Authors: Jean S. MacLeod
“They have to be thinned.” He was gazing straight ahead, not wanting to discuss Calders. “I may sell the house.”
“Oh, surely not?” Helen couldn’t hide her genuine dismay at the idea. “It’s been in your family for three generations.”
“Which may be enough.” His voice was harsh. “I have no further use for it.”
“You’ll come by a use,” Helen persisted, in her forthright way. “I wouldn’t sell till I was sure, if I were you.”
He pushed the car to its full capacity without answering and they speeded north. Sarclet Head stood out, darkly pinnacled, as they veered inland over the moors, and soon the blue water of Hempriggs lay beside the road, still and calm, reflecting the sky, a captive, inland lochan among the hills.
Wick was busier than Helen had seen it for some time. She sat quietly now, looking about her, not wanting to talk. These were the streets she knew so well, the familiar shops, the people who were her people.
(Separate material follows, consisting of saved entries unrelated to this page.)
PR #7845, opened 2023-04-19
Fixes the bug that dues estimate throwing error in announced comps

danieljames-dj:


gregorbg (changes requested):
Why is this a proper fix? Can you describe why you chose this jQuery galore over a simple plugin?

Also, I have a gut feeling that `serializeJSON()` may be used in other places as well, so deleting it altogether may be a bit too much

danieljames-dj:
The issue was that `serializeJSON()` was not giving values of disabled fields (https://stackoverflow.com/questions/15958671). So, instead of fetching all the variables from the form, I thought of just fetching the required one.

Also, while removing `serializeJSON`, I confirmed that it is not used anywhere else in the code.

danieljames-dj:
@notrichardpeng Okay, I didn't knew `serializeJSON` was to reduce number of `.val()` calls. But I feel `serializeJSON` can be a bit more expensive as it reads all the values of the form while `.val()` reads only the required one. I also agree the difference is very very negligible.

Anyway I've replaced most of the `.val()` with rails code (except two places where I couldn't find an alternative).

Reason why I don't want `serializeJSON` back is to reduce jquery code in our codebase which we are anyway planning to get rid of completely in future.

notrichardpeng:
The problem with rails code is that it doesn't dynamically update. If one of inputs in the fields is changed the dues wouldn't update accordingly, unless if the user refreshes the page. So we should either use `serializeJSON` or a bunch of `.val()`. Which one is better might still be up for debate, perhaps @gregorbg can provide more opinion on his side. Maybe it's better to take care of this decision later. Right now what we're trying to fix is adding a condition for when `comp_limit` is disabled so we don't get an error for dues estimation, and a `.val()` fix for it seems to be good.

danieljames-dj:
Oh yes, you are right @notrichardpeng. So, now there are three options:
1. Use `.val()`.
2. Bring back serializeJSON.
3. Use rails.

Among 1 and 2, I prefer 1 because `.val()` is actually not so expensive, and `serializeJSON` is like fetching every element (maybe internally through `val()`, not sure) and convert to JSON.

3 is the best solution. I created a function inside `competition.rb` which will update the value of dues estimate, and it will be rendered in the `competition_form.html.erb`. But I'm not able to figure out how to call the function to update dues estimate, whenever there is a change in competition_form.

@gregorbg can you please give your input on the same?

gregorbg:
You should go with option 1 and use `val` for the time being. The old `serializeJSON` is not expensive per se, but it provides way too much information for way too little benefit (we only use 3 to 5 fields out of the 20+ fields that it serializes, so even though the serialization is cheap in terms of code execution, it's a waste and completely overkill in terms of software design)

Option 3 is flawed. The Rails competition model is part of our **backend**, which means that it represents the competition **as is currently stored in our database**. If the user makes some changes to the frontend input field specifying the competitor limit, the backend couldn't care less. Injecting values through `<%= %>` template notation or through a dedicated method in `competition.rb` both rely on what is currently saved in the DB. This would in theory even work for announced competitions that are "locked" for the average user (except Admins and WCAT) but it would require having separate logic for calculation of dues for unannounced competitions (when organisers and Delegates can dynamically update frontend form fields without saving the edits in the database) and announced competitions (which are generally consistent with our database). TL;DR Use jQuery to fetch these values no matter what.

WcaOnRails/app/views/competitions/_competition_form.html.erb
```diff
@@ -250,21 +248,19 @@
...
         <script>
           function UpdateDues(){
-
-            var obj = $("#competition-form").serializeJSON();
-            // Coerce compLimitEnabled to a bool, as it is a string obj['competition[competitor_limit_enabled]'] returns a string
-            var compLimitEnabled = ("true" === obj['competition[competitor_limit_enabled]'])
-            var compLimit = compLimitEnabled ? obj['competition[competitor_limit]'] : null
-            var currencyCode = obj['competition[currency_code]']
-
+            var compLimitEnabled = $("#competition_competitor_limit_enabled").val();
```
gregorbg, line 251: You are missing the previous comparison to `"true"` to make sure that it's coerced into a boolean on the JS side. If you just use `.val()` there is a risk that this `var compLimitEnabled` contains a **string** that reads `"true"` or `"false"` which is dangerous because `if ("false") console.log("foo") else console.log("bar")` logs `foo`. Non-empty strings are truthy in JS, even if the string reads "false".

For reference, the previous code was
```js
// Coerce compLimitEnabled to a bool, as it is a string obj['competition[competitor_limit_enabled]'] returns a string
var compLimitEnabled = ("true" === obj['competition[competitor_limit_enabled]'])
```

gregorbg (changes requested):
One small but important nitpick about coercing variable types in JS

WcaOnRails/app/views/competitions/_competition_form.html.erb
danieljames-dj: Done, thanks for pointing it out, @gregorbg.

gregorbg (approved):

Had she come back among them for the last time?
Huntley drove straight to the hospital.
“I’ll wait,” he said in a tone which brooked no argument. Alison’s knees felt weak and she had to bite her teeth into her lower lip to keep it from trembling.
“Don’t worry, wee dear,” her mother said. “I’ll be as right as rain!”
A nurse met them at the door.
“Mrs. Christie? Will you come this way, please?” She looked at Alison. “Are you her daughter? Perhaps you’d like to see your mother settled in?”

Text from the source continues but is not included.